Problems with lab reference ranges: It is noted within the medical literature that there is geographical, age and environmental differences in some populations used for the reference ranges. These issues are noted within the medical spheres of endocrinology and urology. For example in a study 120 laboratories in 47 states in America it was found that  ‘ranges are predominantly defined by limited population studies of men with unknown medical and reproductive histories’. These discrepancies can also been seen in NHS ranges as note here, that the ranges are ‘locally determined: deemed still representative of current patient population’ but ‘under review by clinical scientist team as a quality improvement action’. Some NHS trusts report low thresholds as far as 6 or 8 nmol/l for adult males which are well below the lower ranges used in many guidelines.

It is also important to consider that testosterone levels are falling in healthy populations. The reasons for this can be discussed in later blog posts. As discussed, testosterone has large ranges and is not a static physiological marker that is tightly regulated in the body like electrolytes. This raises the question on the reliability of the most up to date references ranges as healthy— are low normal ranges actually ‘normal’?

Declining testosterone levels over time

This study showed that testosterone deficiency has a prevalence of 20% among adolescent and young adult males. We can see this trend in decreasing levels over time. While previous research indicates a general decline in total testosterone (TT) levels across the population compared to previous decades. An elevated body mass index (BMI) correlated with lower TT levels, yet the downward trend in TT remained significant even among men with normal BMI.

Above (Lokeshwar and Soum D. et al, 2021) we can see almost a whopping 15o ng/dL (5.2 nmol/L)decrease in average testosterone levels across groups of young men. As mentioned this downward trend continued even in men with a normal BMI.
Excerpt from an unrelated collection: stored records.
PR #720, opened 2015-07-02
SOC-996 adding testcases for error cases in mobile registration

bekcunning:
Covered
-username in use
-password matches username
-email already taken
-too young user (birthdate error)


ludwikkazmierczak:
LGTM

PR #139, opened 2026-06-25
perf(cache): collapse warm-hit body copies from 3 to 1

jdalton:
Every warm transpile-cache hit copied the cached output three times: `read_to_string`, then `body.to_string()`, then the caller's `body[1..].to_string()`. `cache_get` now returns `(format_byte, code)` — it verifies integrity over the body slice, then drains the integrity prefix + format byte off the read buffer in place, reusing that one allocation as the final `code`. Three body copies become one (the file read).

Byte-identical: old `code = raw[16..][1..] = raw[17..]`; new `drain(..17)` leaves the same `raw[17..]`. The on-disk format and the integrity self-heal check are untouched. The length guard tightens `< 16` to `< 17`, rejecting only a never-written empty-body entry the old path would have panicked on.

Bench (`crates/nub-core/benches/cache_body_copy.rs`, mirroring `cache_hash.rs` since nub-native can't link a bench): isolated extraction work drops ~35 µs to ~11 µs on a 100 KB entry — the two eliminated body-sized allocations.

Gates green: clippy + fmt on both workspaces, `cargo test -p nub-cache-key -p nub-core -p nub-cli` (incl. `corrupt_cache_entry_self_heals`, `transpile_cache_writes_atomically`), nub-native release + fast builds. Cold-then-warm `.ts` run gives identical output.

Pushed from the `jdalton/nub` fork (no direct push access to nubjs/nub).

### DIFF
--- a/crates/nub-core/Cargo.toml
+++ b/crates/nub-core/Cargo.toml
@@ -58,5 +58,9 @@ harness = false
 name = "cache_hash"
 harness = false
 
+[[bench]]
+name = "cache_body_copy"
+harness = false
+
 [lints]
 workspace = true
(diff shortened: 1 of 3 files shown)


colinhacks:

PR #140, opened 2026-06-25
feat(install): size CPU-bound pools to the cgroup CPU quota, not host cores

colinhacks:
Generalizes the PID-only `resource_limits.rs` from #136 with a CPU-budget axis: the install's CPU-bound pools (tokio workers, the rayon global pool, aube's linker pool) now size to the box's cgroup CFS CPU quota instead of the over-reported host core count. On a quota-constrained container the pools no longer over-subscribe the quota — preventing the CFS-throttle latency cliff and the thread/PID growth that #136 caps reactively.

## Crate vs. port

Uses `num_cpus = "1"` (`num_cpus::get()`), not a hand-rolled cgroup parser. It reads the CFS quota for both cgroup v1 (`cpu.cfs_quota_us`/`cfs_period_us`) and v2 (`cpu.max`) via `/proc/self/mountinfo` and returns `min(ceil(quota/period), logical_cores)` — the automaxprocs algorithm with the chosen `max(1, ceil)` rounding. Maintained (v1.17.0), 2 deps. Replaced a first-draft ~80-line port.

## Finding

On a cgroup-v2 host, Rust std's `available_parallelism()` already reads `cpu.max` (since 1.61), so under `docker --cpus=0.5` it returns 1 on its own. `cpu_budget()` returns `None` there — its net value is the two gaps std misses: cgroup-v1 quota, and the affinity-blocked sandbox path (std drops the v2 quota when `sched_getaffinity` fails). `num_cpus` reads the files directly, covering both.

## Composition + override

- The rayon global pool is sized to `min(cpu-budget-derived, pid-headroom-derived)` and capped exactly once (a double `build_global` no-ops the second cap).
- A dedicated `NUB_CPU_BUDGET` env var overrides auto-detection (distinct from the fetch-concurrency `NUB_CONCURRENCY`). Explicit-wins, clamped `[1, host_logical_cpus]` (quota-ignoring) so it can raise above a detected quota, not only lower.

## Fork-discipline (vendor/aube)

aube's CPU-bound pools route through a new `Embedder.cpu_budget` hook + `aube_util::concurrency::effective_cpu_cap()`. Standalone aube installs no hook, so `effective_cpu_cap() == available_parallelism()` — byte-for-byte unchanged. Default-preserving, upstreamable (extends the #862 embedder profile).

## Stress matrix (Docker, cgroup v2, 10-core host) — all INSTALL_OK

| case | cpu_budget | workers / blocking / rayon |
|---|---|---|
| `--cpus=0.5` | None (std to 1) | 1 / 128 / 1 |
| `--cpus=2` | None (std to 2) | 2 / 128 / 2 |
| `--cpuset-cpus=0-1` | None (affinity to 2) | 2 / 128 / 2 |
| `--cpus=0.5 --pids-limit=80` | None min PID | 1 / 5 / 1 |
| unconstrained | None | 8 / 128 / 10 |
| `NUB_CPU_BUDGET=1` (free box) | Some(1) | 1 / 128 / 1 |
| `NUB_CPU_BUDGET=3` + `--cpus=2` | Some(3) override wins | 3 / 128 / 3 |

No EAGAIN/panic in any case; unconstrained sizing unchanged.

## Tests + gates

5 new unit tests in `resource_limits.rs` + 1 in `aube-util`. `clippy --all-targets --all-features -- -D warnings` and `fmt --check` clean; nub-cli bin suite 193 passing.

Refs #136

https://claude.ai/code/session_012YwF7yWjrXcj3bVJ1TziHK

### DIFF
--- a/Cargo.lock
+++ b/Cargo.lock
@@ -2618,6 +2618,7 @@ dependencies = [
  "miette",
  "mimalloc",
  "nub-core",
+ "num_cpus",
  "rayon",
  "rustc-hash",
  "semver",
@@ -2732,6 +2733,16 @@ source = "registry+https://github.com/rust-lang/crates.io-index"
 checksum = "071dfc062690e90b734c0b2273ce72ad0ffa95f0c74596bc250dcfd960262841"
 dependencies = [
  "autocfg",
+]
+
+[[package]]
+name = "num_cpus"
+version = "1.17.0"
+source = "registry+https://github.com/rust-lang/crates.io-index"
+checksum = "91df4bbde75afed763b708b7eee1e8e7651e02d97f6d5dd763e89367e957b23b"
+dependencies = [
+ "hermit-abi",
+ "libc",
 ]
 
 [[package]]
--- a/crates/nub-cli/Cargo.toml
+++ b/crates/nub-cli/Cargo.toml
@@ -91,6 +91,12 @@ url = "2.5"
 # thread-create EAGAIN — the same exit-101 abort the tokio cap closes. We cap it
 # under the same headroom budget; unconstrained boxes keep rayon's default.
 rayon = "1"
+# CPU-budget detection (resource_limits::cpu_budget): num_cpus::get() reads the
+# cgroup CFS quota (cgroup v1 `cpu.cfs_quota_us`/`cfs_period_us` AND v2 `cpu.max`,
+# via /proc/self/mountinfo) and returns min(ceil(quota/period), logical_cores) —
+# exactly the automaxprocs algorithm, maintained, 2-dep. Closes the v1-quota +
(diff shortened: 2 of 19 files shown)


colinhacks:
Daily-driver failure is unrelated to this change. The `Run daily-driver smoke` step (the real install) passed; the failing step is `Post Run actions/setup-node` — a cache-save path-validation error (`Path(s) specified in the action for caching do(es) not exist`), which is #138's target ("drop pnpm cache from daily-driver setup-node"). It fires on a branch cache miss, not on `main` (where the restore hits and no save is attempted). Touches no install/pool/budget code. Merging #138 first should clear it.

colinhacks:

PR #152, opened 2026-06-25
feat(runtime): transpile project-source plain JS (.js/.mjs/.cjs)

colinhacks:
Extends nub's transpile pipeline to project-source plain JavaScript (`.js`/`.mjs`/`.cjs`) so transformable syntax lowers uniformly regardless of file extension — closing the JS/TS transform divergence where identical source behaved differently by extension (a project `.js` using `using` broke on the floor while the same code in `.ts` worked).

## What changed

- **`.js`/`.mjs`/`.cjs` added to `TRANSPILE_EXTS`.** Project plain JS now routes through the same pipeline as `.ts`, lowering the three syntaxes oxc transforms at nub's `es2022` target.
- **Native `transformable_syntax` skip-gate.** A verdict riding the existing `detect_module_info` parse flags a plain-JS file as needing transpile iff it contains any of the three triggers: `using`/`await using` (es2026), `v`-flag unicode-sets RegExp literals (es2024), or decorators. The set is pinned to oxc `0.132.0`'s es2022 lowering set with a re-derive-on-bump comment.
- **Verbatim no-op path.** When the verdict is false, the raw source is returned byte-for-byte — no codegen, no sourcemap footer, no cache write. A plain `.js` with nothing to lower is exactly the file you wrote (oxc otherwise reformats quotes/semicolons/whitespace).
- **node_modules excluded at all four dispatch sites.** Added the missing node_modules bails to the two compat-tier sites (the classic `require.extensions` shim and the async-hooks load); the two fast-tier sites were already gated. Without these, every dependency `.js` would be transpiled.
- **`.mjs`→module / `.cjs`→commonjs format branches** added to `moduleFormatFor`.

JSX-in-`.js` is out of scope (use `.jsx`).

## Tests

New `project-js` fixture suite, verified on both tiers (fast Node 22.15, compat 18.19): `using` down-levels; the `v`-flag RegExp lowers (the trigger the original design missed); decorator-in-`.js` routes to the Stage-3 diagnostic; no-op `.js` is byte-identical and resolves the correct format; `.mjs`/`.cjs` format correctness; node_modules deps (a plain dep + a pnpm `.pnpm`-store dep) are never transpiled. Full integration suite green (160 passed); root + nub-native clippy (`--all-targets --all-features -D warnings`) and fmt clean.

Refs the worker-relative-specifier-resolution thread — extending the Worker raw-string rewrite to `.js`/`.mjs`/`.cjs` is the trivial follow-up now that project JS transpiles.

This is a runtime-behavior change touching every project's JS handling; holding for maintainer review.

### DIFF
--- a/crates/nub-cli/tests/integration.rs
+++ b/crates/nub-cli/tests/integration.rs
@@ -296,6 +296,161 @@ fn legacy_decorators_require_experimental_flag() {
     );
 }
 
+// ── Project-source plain JS (.js/.mjs/.cjs) transpile ───────────────
+// nub transpiles PROJECT plain JS through the same pipeline as `.ts`, so
+// transformable syntax (`using`/`await using`, `v`-flag RegExp, decorators) lowers
+// uniformly — identical source must not behave differently by extension. A native
+// `transformableSyntax` verdict (riding the existing detect parse) gates a verbatim
+// skip-return for no-op JS so byte-parity is preserved; node_modules is excluded at
+// every dispatch site. See wiki/runtime/typescript.md + the transpile-project-js
+// design thread.
+
+#[test]
+fn project_js_using_down_levels() {
+    // `using` is a SyntaxError on every supported Node's V8; this project `.js`
+    // must be down-leveled (the transformableSyntax verdict flags it) and run, just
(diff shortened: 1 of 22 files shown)


colinhacks:

Issue #120, opened 2026-06-24
`pnpm` overrides and friends


innermatrix-cityblock:
According to the documentation at https://nubjs.com/docs/install#config-it-reads, the following `pnpm-workspace.yaml` fields are unsupported:

* `overrides`
* `packageExtensions`
* `patchedDependencies`

The more detailed docs at https://nubjs.com/docs/install/pnpm claim `overrides` is supported, which I reckon means the other two really aren't? This is blocking me from adopting `nub` at work.

colinhacks:
Fixed in v0.2.0 (now published): https://github.com/nubjs/nub/releases/tag/v0.2.0

PR #154, opened 2026-06-25
fix(pm): link yarn workspace members into the consumer's node_modules

colinhacks:
## What

Fix workspace-member linking under a yarn incumbent. With a classic `yarn.lock` present, `nub install` printed `✓ Already up to date` and never symlinked a local workspace member into `node_modules`, so a consumer member couldn't resolve it. pnpm and npm incumbents already linked the member correctly — the gap was yarn-incumbent-specific.

## Why

A classic `yarn.lock` is a flat resolution list with no importer structure and never records workspace members (they aren't registry packages). The classic reader (`vendor/aube/crates/aube-lockfile/src/yarn/classic.rs`) reconstructs member importers from the root `workspaces` globs, but built each importer's direct deps only by matching declared ranges against the flat resolution list. A member-to-member dependency has no `yarn.lock` entry, so it was silently dropped — leaving the linker with nothing to symlink.

The reader now also recognizes a dep whose name is a workspace sibling and emits a workspace-link `DirectDep` (a `dep_path` with no `packages` entry — the convention the linker keys on, mirroring the resolver's `try_workspace_link`). A real `yarn.lock` entry, when one exists, still wins. `yarn.lock` stays read-only (byte-identical).

## Tests (differential — fail on `main`, pass with the fix)

- `aube-lockfile` `yarn/tests.rs`: `test_classic_member_links_workspace_sibling`, `test_classic_workspace_protocol_and_range_gating` (parse layer — verifies the `DirectDep`/`dep_path` convention; covers `workspace:`/`link:`/satisfiable caret/unsatisfiable range).
- `nub-cli` `install_engine.rs`: `install_links_yarn_workspace_member_into_consumer` (end-to-end, no network — runs the real `nub install`, then `node require.resolve` from the consumer, and asserts `yarn.lock` is unchanged).

## aube fork-discipline

The change is default-preserving (it only adds importer edges the classic yarn reader was dropping; standalone aube on a non-workspace or pnpm/npm/bun path is untouched) — a latent-bug fix, upstreamable to `jdx/aube`.

Refs the #120 PM-field-support audit (`verify-pm-field-support`).

### DIFF
--- a/crates/nub-cli/tests/install_engine.rs
+++ b/crates/nub-cli/tests/install_engine.rs
@@ -468,3 +468,81 @@ fn prefer_offline_does_not_trip_the_yarn_offline_mirror_fatal() {
     // by the yarn gate / install path, never the mirror preflight.
     let _ = code_prefer;
 }
+
+/// Workspace-member linking under a YARN incumbent. A classic yarn.lock never
+/// records workspace members (they aren't registry packages), so a member that
+/// depends on a SIBLING member has no resolution entry. nub must still symlink
+/// the sibling into the consumer's node_modules so it resolves — matching what
+/// reference yarn does (and what nub already does under pnpm/npm incumbents).
+///
+/// No network: every dep is a local member, the yarn.lock is empty, and the
+/// install is a frozen read (yarn.lock left byte-identical). Before the fix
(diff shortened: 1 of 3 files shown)


colinhacks:

PR #155, opened 2026-06-25
fix(pm): re-read dist-tag specs live when the primer served the pick

### LINKED ISSUE #135: Discrepency between nub install and nub update
### Environment
* nub version: 0.2.0 (same issue happens with 0.1.14)
* nodejs version: 26.3.1
* Platform: Windows 11 25H2

### Steps to reproduce:
1. Create empty directory with this package.json:
```json
{
    "name": "test",
    "version": "1.0.0",
    "private": true,
    "type": "module",
    "dependencies": {
        "vite": "latest"
    }
}
```
2. Run `nub update`, notice vite 8.0.16 is installed. Output:
```
Updating all dependencies...
  vite: (new) 8.0.16
Resolved 46 packages
Wrote lock.yaml
dependencies:
+ vite@8.0.16

nub 0.2.0 · ✓ installed 15 packages in 333ms
```
4. Run `nub outdated`, result:
```
Package  Current  Wanted  Latest
vite     8.0.16   8.0.16  8.1.0
```
4. Run `nub install`, result: `✓ Already up to date`. User is stuck at the non-latest version.
5. Repeat from step 1, but instead of `nub update` first, do `nub install` first.
6. Notice that this time vite 8.1.0 is correctly installed first. Output:
```
dependencies:
+ vite@8.1.0

nub 0.2.0 · ✓ installed 15 packages in 880ms
```
8. Follow up with `nub update`, the 8.1.0 version is downgraded to 8.0.16.
### Expected result
Both `nub install` and `nub update` should install vite 8.1.0 per package.json specification and current npmjs version table.

### Actual result
`nub update` is installing an outdated version.

colinhacks:
A dist-tag (`latest`/`next`) is a mutable pointer, but the metadata primer bakes its value at build time. The freshness gate keyed refetch on `classify_regime` (version position in history), which can't see the pointer moved: a stale baked `latest` is the primer frontier, classifies `Current`, and absent a cutoff was served offline. So a 0.2.0 binary kept resolving `"vite": "latest"` to 8.0.16 after the registry moved it to 8.1.0; `update` served the stale pick while `install` refetched, so they diverged and `update` downgraded.

Fix: refetch any primer-seeded pick whose range is a dist-tag (matching npm/pnpm). Frozen range picks still serve offline.

Closes #135

### DIFF
--- a/vendor/aube/crates/aube-resolver/src/resolve/driver.rs
+++ b/vendor/aube/crates/aube-resolver/src/resolve/driver.rs
@@ -26,7 +26,10 @@ use crate::local_source::{
 use crate::package_ext::{
     apply_package_extensions, apply_package_extensions_to_deps, pick_override_spec,
 };
-use crate::semver_util::{PickResult, Regime, classify_regime, pick_version, version_satisfies};
+use crate::semver_util::{
+    PickResult, Regime, classify_regime, pick_version, range_resolves_via_dist_tag,
+    version_satisfies,
+};
 use crate::{
     Error, ExoticSubdepDetails, FxHashMap, FxHashSet, ResolutionMode, ResolveTask, ResolvedPackage,
     Resolver, error, is_deprecation_allowed, is_supported,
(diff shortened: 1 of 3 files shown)


colinhacks:

PR #156, opened 2026-06-25
feat(install): link directories.bin as a fallback when top-level bin is absent

colinhacks:
## Gap

When a package declares no top-level `bin` but sets `directories.bin`, `nub install` linked nothing. The dominant reference PMs all link it; nub matched only the outlier (berry).

| PM | links `directories.bin`? |
|----|--------------------------|
| npm 11.13 | yes |
| pnpm 10.15 | yes |
| yarn classic 1.13 | yes |
| bun 1.3.14 | yes |
| yarn berry 4.9 | no |
| nub 0.2.1 (before) | no |

## Fix

Mirrors pnpm's `getBinsFromPackageManifest`: when `bin` is absent and `directories.bin` present, every regular file under that dir (recursive, files only, symlinks not followed) links as a bin named `basename(file)`. `bin` wins; `directories.bin` is the fallback only. Wired into all three bin sites (direct, workspace, bundled dep).

Containment: the bin dir must canonicalize strictly inside the package root (rejects `../escape`, absolute, symlink-elsewhere, and `.`, matching pnpm's `isSubdir`); each basename passes `validate_bin_name`; the walk does not follow symlinks.

Tests fail on pre-fix main, pass after. Pure additive parity fix; upstreamable to jdx/aube as-is.

### DIFF
--- a/vendor/aube/crates/aube/src/commands/install/bin_linking.rs
+++ b/vendor/aube/crates/aube/src/commands/install/bin_linking.rs
@@ -537,7 +537,11 @@ fn link_dir_bins(
     ) else {
         return Ok(());
     };
-    if !canon_bins.starts_with(&canon_root) {
+    // Reject both an escape (`../x`, absolute, symlink-elsewhere) AND
+    // the package root itself: pnpm's `isSubdir(pkgPath, binDir)` is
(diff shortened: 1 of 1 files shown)


colinhacks:

PR #159, opened 2026-06-25
perf(runtime): drop redundant work on the JS transpile path

jdalton:
Removes two pieces of provably-redundant work on the JS warm transpile path (runtime/transform-core.mjs).

One detectModuleInfo parse instead of two. For an ambiguous-extension .ts/.tsx/.jsx (no explicit package.json#type) whose source contains @, loadTranspile parsed the source twice: once via moduleFormatFor (reading hasValueEsmSyntax) and again via hasDecoratorSyntax (reading hasDecorators). The native detectModuleInfo already returns both fields from a single oxc parse (crates/nub-native/src/detect.rs). loadTranspile now parses once via a moduleFormatWithInfo helper and reuses that result's hasDecorators for the Stage-3 guard. The no-parse short-circuits (.mts/.cts/explicit type) are unchanged — there the guard still does its own single parse, so it is never more than one detect per file. moduleFormatFor's public contract is untouched.

O(1) builtin check. Three module.builtinModules.includes(...) (a linear ~80-name scan) become module.isBuiltin(...), matching the idiom already used in preload-common.cjs. Pure swap, no semantic change.

This is a redundancy cleanup on the warm path, secondary in scope. It is microsecond-scale and does NOT move nub's launcher-dominated wall-clock — no speedup is claimed.

Verification: the transpilation / module-format / decorator integration suite passes unchanged (no behavior change), plus a standalone harness confirms detectModuleInfo is invoked at most once per file on the load path — including the ambiguous-ext + @ case that previously parsed twice.

### DIFF
--- a/runtime/transform-core.mjs
+++ b/runtime/transform-core.mjs
@@ -342,7 +342,7 @@ export function resolveSpec(specifier, parentURL) {
   // from a nub-dependency ESM entry) delegated to a strict user loader is exactly
   // the R11 leak. See isNubInternalParent.
   if (isNubInternalParent(parentURL)) {
-    if (specifier.startsWith("node:") || module.builtinModules.includes(specifier)) {
+    if (specifier.startsWith("node:") || module.isBuiltin(specifier)) {
       const url = specifier.startsWith("node:") ? specifier : `node:${specifier}`;
       return { url, shortCircuit: true };
     }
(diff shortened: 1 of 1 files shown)


colinhacks (approved):

colinhacks:

PR #158, opened 2026-06-25
test(wpt): expand WPT slice to urlpattern + web-locks + reporterror

colinhacks:
Adds 18 WPT files covering nub's polyfilled surface: URLPattern (3 active + 2 tentative-skip), Web Locks (12 active + 1 non-secure-context skip), reportError (skip).

`run-file.mjs`: `location`, `isSecureContext=false`, and `fetch`→local-file shims. The `location` shim also fixes two stale "Untitled" expected-fail names in existing webmessaging entries.

`status.json` tier attributions are honest against the real floor legs — #163 now pins each matrix leg to its own Node, and #164 backfills `navigator` + spec-faithful Web Locks to the 18.19 floor:

- URLPattern is native only on Node 24+; on 18/20/22 nub loads urlpattern-polyfill, whose 22 regex-divergences fail identically across those polyfill tiers (one versioned band, Node ≤ 23). The earlier Node-24 native bugs were fixed in 24.17, the version the floating `24` leg installs, so those bands are removed.
- Web Locks passes fully on every tier — including `signal`/`steal` on Node 22 — via #164's navigator-locks. Cross-worker `query()` subtests stay expected-fail (single-process locks); reportError stays skipped (async dispatch, no global ErrorEvent).

Verified on real Node 18.19 / 20.19 / 22.15 / 24.17: 0 unexpected-fail and 0 unexpected-pass on every leg.

PR #163, opened 2026-06-25
test(wpt): pin the WPT Worker matrix to the floor Node it claims to test

colinhacks:
The WPT harness spawns nub with cwd = repo root, so nub reads the root `engines.node >=22.15.0` and, on the floor legs (18.19, 20), silently provisions a >=22.15 Node — the "18.19 leg" actually ran a fast-tier Node, making the compat-floor coverage vacuous.

Fix: pin `NODE_EXECUTABLE=process.execPath` on the spawned nub children. `NODE_EXECUTABLE` is nub's existing override (bypasses pin-file/engines resolution; the floor check still applies); the harness runs under the leg's Node, so the children now run that exact Node.

Reproduced: floor 18.19 + `engines >=22.15.0` ran v26.2.0 without the pin, v18.19.0 with it.

Refs #158

### DIFF
--- a/runtime/polyfills.cjs
+++ b/runtime/polyfills.cjs
@@ -84,6 +84,63 @@ function installSyncPolyfills(preloaded) {
     });
   }
 
+  // ── File (global on Node 20+, missing on the 18.x compat floor) ─────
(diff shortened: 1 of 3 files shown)


colinhacks:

There are several key takeaways from this article:

1. Low testosterone should be treated in the presence of symptoms.
2. Lab reference ranges can vary significantly. Due to the huge variability in testosterone levels amongst populations used to calculate lab reference ranges, one cannot assume the lower thresholds of lab reference ranges are always applicable.
3. Free testosterone is a more important metric as it is biologically active.
4. Testosterone deficiency increases with age.
5. Testosterone levels are declining over time even in young men with a healthy BMI. This trend is accelerating rapidly.